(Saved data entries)

PR #4458, opened 2025-03-19
Fix migration files

theskumar:
How to test. 

- create a fresh db
- update you DATABASE_URL
- run `./manage.py migrate

issue: https://github.com/HyphaApp/hypha/pull/4456#issuecomment-2737780456

Strategy: 
- fetch only the required columns, and update data only if previous system setting exist.


wes-otf (approved):
Works locally and causes the migration in #4456 to work without issue 🥳

PR #4461, opened 2025-03-21
Fixes for bugs around exporting applications

### LINKED ISSUE #4460: Exporting some application groups results in `'str' object has no attribute 'items'`
When an address field is `-`, rather than the expected dict, the CSV export in the all submissions view fails with the error `'str' object has no attribute 'items'`

wes-otf:
Fixes #4460 along with another issue where a month duration somehow had a value of `36` (I believe it was an older application, so maybe some removed code?) so I added it to the duration block's constants. Once this gets merged I'm going to add translation strings for the duration block too as I noticed it was missing a few

## Test Steps

 - [ ] Ensure applications that have address fields containing `-`/no value don't result in an error when exporting

### DIFF
--- a/hypha/apply/funds/blocks.py
+++ b/hypha/apply/funds/blocks.py
@@ -176,6 +176,7 @@ class DurationBlock(ApplicationSingleIncludeFieldBlock):
         12: "12 months",
         18: "18 months",
         24: "24 months",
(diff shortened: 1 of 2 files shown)


theskumar (approved):
LGTM!

PR #4464, opened 2025-03-23
Update view link to use heroicon instead of SVG

theskumar:
Update the "View Determination" to use heroicons instead of svg.

Also, the svg sprite was missing.

## Before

■ **What needs to be done**
Please count how many lines in the preceding records hold the word "value", then give only that number.

■ **Solution for this exercise**
2